There definitely is a reason why I don't buy chocolate. Becuase I'm addicted to it. I to some for Christmas today, and it's kinda bad that I got it today because I'm studying...hmmm chocolate and studying, they do NOT mix well. All that happens is that the chocolate gets eaten. Very quickly. But, you know, I will never refuse a good christmas present, and I am always happy to get chocolate. But it's really bad for me. hmm, oh well, gets me through this last exam!!

Tuesday, December 14, 2004

AHHHHHHHHHHHHH (and imagine me jumping up and down at the same time!!)

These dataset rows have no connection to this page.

PR #897, opened 2015-04-09
Remove E:isTyping()

TomyLobo:
E:isTyping() is beyond the scope of an in-world scripting environment like E2.

To prevent further [feature creep] (https://github.com/wiremod/wire/pull/885), it should be removed.

### DIFF
--- a/lua/entities/gmod_wire_expression2/core/cl_player.lua
+++ b/lua/entities/gmod_wire_expression2/core/cl_player.lua
@@ -17,7 +17,3 @@ hook.Add("OnEntityCreated", "wire_expression2_extension_player", function(ent)
 
 	SendFriendStatus()
 end)
-
--- isTyping
-hook.Add("StartChat","E2_IsTyping_Start",function() RunConsoleCommand("E2_StartChat") end)
-hook.Add("FinishChat","E2_IsTyping_Finish",function() RunConsoleCommand("E2_FinishChat") end)
--- a/lua/entities/gmod_wire_expression2/core/player.lua
+++ b/lua/entities/gmod_wire_expression2/core/player.lua
@@ -314,17 +314,6 @@ e2function string keyClkPressed()
 	return pressedKey
 end
 
-
--- isTyping
-local plys = {}
-concommand.Add("E2_StartChat",function(ply,cmd,args) plys[ply] = true end)
-concommand.Add("E2_FinishChat",function(ply,cmd,args) plys[ply] = nil end)
-hook.Add("PlayerDisconnected","E2_istyping",function(ply) plys[ply] = nil end)
-
-e2function number entity:isTyping()
-	return plys[this] and 1 or 0
-end
-
 /******************************************************************************/
 
 local Trusts


AbigailBuccaneer:
Hmm. I used to be very much of this mindset, and vehemently against E2s doing anything other than computations and IO. These days I don't really care. But in this case I do agree that this makes very little sense.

Yep, that was me five minutes ago!! Just had my physics exam. I got 24 out of 30!!!!!! So I was definately excited. I don't think I've ever been that prepared for an exam in my life!! But thank you Jesus, somehow you got me through that one!!!! Well, that's all I have to say. This is such a happy day, I'm almost crying. But I haven't really eaten anything today, and I have to pack to go back home. Time for some good sleeping in!! Well, I have one more exam, but not for another week. Have a great day everyone. oh, sorry but this will probably be the last one for a while, we don't have internet back home, so no updates. Merry Chrismas Everyone.

Sunday, December 12, 2004

Hockey Fever!!

Yep, that's me. Last night I read Marce's blog, and she mentioned that we could maybe play GHL this weekend (which I am totally up for!!) and then last night I had a hockey dream. It's tough, last week the Prov boys started their hockey, mmm just brings back good memories. I really can't wait to play, I'm reminded of hockey no matter what I do. I'm walking and it's really icy, and I think, "man, I could play hockey on this ice"...then i get sad cuz I'm not playing. And one of my friends from Algebra is on the U of M ladies hockey team, and she always gives me a report of how they're doing...sad again, no hockey for me. Hmmm, soon. One day maybe I'll get over this obsession.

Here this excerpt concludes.